_EXERCISE REQUIREMENTS_
Copy each line of the data below in which the word "what" can be found.

_DATA EXTRACTS_
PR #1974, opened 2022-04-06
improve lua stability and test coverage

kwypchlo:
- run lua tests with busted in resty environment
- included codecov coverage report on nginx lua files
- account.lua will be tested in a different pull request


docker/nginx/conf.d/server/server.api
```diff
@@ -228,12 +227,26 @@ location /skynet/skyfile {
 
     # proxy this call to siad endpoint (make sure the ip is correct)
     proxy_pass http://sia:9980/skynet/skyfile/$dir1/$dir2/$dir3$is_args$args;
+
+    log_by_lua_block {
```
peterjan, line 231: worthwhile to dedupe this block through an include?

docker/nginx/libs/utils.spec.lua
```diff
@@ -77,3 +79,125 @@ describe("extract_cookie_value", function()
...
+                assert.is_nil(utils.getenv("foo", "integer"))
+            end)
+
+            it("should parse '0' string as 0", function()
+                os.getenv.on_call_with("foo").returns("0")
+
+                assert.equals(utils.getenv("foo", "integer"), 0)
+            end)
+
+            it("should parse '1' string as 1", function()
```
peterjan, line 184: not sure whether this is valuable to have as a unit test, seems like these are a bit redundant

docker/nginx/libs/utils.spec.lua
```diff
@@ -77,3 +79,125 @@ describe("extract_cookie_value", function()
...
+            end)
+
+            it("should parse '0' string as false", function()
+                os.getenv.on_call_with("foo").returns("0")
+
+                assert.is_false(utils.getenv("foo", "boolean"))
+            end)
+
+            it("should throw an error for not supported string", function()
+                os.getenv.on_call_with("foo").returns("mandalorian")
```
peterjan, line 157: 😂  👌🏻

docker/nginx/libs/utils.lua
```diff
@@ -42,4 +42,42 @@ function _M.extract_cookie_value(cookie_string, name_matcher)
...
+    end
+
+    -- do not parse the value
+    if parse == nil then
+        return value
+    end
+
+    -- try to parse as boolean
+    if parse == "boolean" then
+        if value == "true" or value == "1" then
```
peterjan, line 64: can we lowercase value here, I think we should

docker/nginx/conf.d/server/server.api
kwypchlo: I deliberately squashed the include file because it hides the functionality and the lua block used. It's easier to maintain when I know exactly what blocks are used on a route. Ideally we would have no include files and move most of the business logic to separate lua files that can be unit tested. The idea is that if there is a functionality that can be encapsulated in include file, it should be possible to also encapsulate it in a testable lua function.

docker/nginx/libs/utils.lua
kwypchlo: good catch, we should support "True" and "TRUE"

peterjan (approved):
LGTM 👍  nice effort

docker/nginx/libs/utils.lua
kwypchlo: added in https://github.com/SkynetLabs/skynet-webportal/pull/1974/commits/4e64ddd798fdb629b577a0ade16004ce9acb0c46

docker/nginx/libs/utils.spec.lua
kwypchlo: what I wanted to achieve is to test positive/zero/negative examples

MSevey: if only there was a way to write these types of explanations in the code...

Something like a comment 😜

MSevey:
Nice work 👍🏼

--

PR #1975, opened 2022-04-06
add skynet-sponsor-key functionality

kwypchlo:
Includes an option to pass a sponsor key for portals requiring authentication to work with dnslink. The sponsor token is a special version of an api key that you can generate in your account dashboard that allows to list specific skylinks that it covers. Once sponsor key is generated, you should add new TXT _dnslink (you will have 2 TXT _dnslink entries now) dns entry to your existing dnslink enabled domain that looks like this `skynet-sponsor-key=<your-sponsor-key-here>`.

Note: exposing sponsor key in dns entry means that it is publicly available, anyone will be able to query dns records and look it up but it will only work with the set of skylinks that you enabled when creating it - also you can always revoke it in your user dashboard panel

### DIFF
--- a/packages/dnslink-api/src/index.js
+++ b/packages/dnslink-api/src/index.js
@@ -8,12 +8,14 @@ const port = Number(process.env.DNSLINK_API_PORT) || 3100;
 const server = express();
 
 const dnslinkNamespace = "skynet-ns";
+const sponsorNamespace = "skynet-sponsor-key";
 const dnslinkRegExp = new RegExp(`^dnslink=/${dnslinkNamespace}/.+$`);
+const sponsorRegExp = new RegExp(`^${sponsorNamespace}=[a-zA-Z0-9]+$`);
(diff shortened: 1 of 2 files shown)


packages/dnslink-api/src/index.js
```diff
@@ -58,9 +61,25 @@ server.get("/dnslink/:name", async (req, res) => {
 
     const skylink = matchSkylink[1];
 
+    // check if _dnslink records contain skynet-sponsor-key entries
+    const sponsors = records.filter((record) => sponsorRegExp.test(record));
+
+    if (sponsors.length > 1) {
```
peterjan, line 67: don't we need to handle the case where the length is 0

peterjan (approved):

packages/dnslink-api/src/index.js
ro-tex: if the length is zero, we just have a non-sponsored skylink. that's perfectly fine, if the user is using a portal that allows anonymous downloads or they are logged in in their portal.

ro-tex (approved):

_ANSWER SPACE_
kwypchlo: I deliberately squashed the include file because it hides the functionality and the lua block used. It's easier to maintain when I know exactly what blocks are used on a route. Ideally we would have no include files and move most of the business logic to separate lua files that can be unit tested. The idea is that if there is a functionality that can be encapsulated in include file, it should be possible to also encapsulate it in a testable lua function.
kwypchlo: what I wanted to achieve is to test positive/zero/negative examples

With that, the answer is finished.